## WORK TASK
The expected reply is all of the data, returned exactly.

## MATERIAL SHOWN
PR #327, opened 2024-09-20
feat: add items per page selector in TableInfo

lfjnascimento:
| Before | After |
|--------|--------|
| image | image |

Close: #175


loadez (approved):
Everything seems alright. 

I would like to have the pagination and items per page in the url but that would cause problems when navigating to new pages. So LGTM.

lfjnascimento:
> Everything seems alright.
> 
> I would like to have the pagination and items per page in the url but that would cause problems when navigating to new pages. So LGTM.

I understand your consideration, the problem is that our URL is getting huge, we have to be more restrictive with what we put in the URL.

WilsonNet (approved):
looks good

## RESULT FOR THIS TASK
PR #327, opened 2024-09-20
feat: add items per page selector in TableInfo

lfjnascimento:
| Before | After |
|--------|--------|
| image | image |

Close: #175


loadez (approved):
Everything seems alright. 

I would like to have the pagination and items per page in the url but that would cause problems when navigating to new pages. So LGTM.

lfjnascimento:
> Everything seems alright.
> 
> I would like to have the pagination and items per page in the url but that would cause problems when navigating to new pages. So LGTM.

I understand your consideration, the problem is that our URL is getting huge, we have to be more restrictive with what we put in the URL.

WilsonNet (approved):
looks good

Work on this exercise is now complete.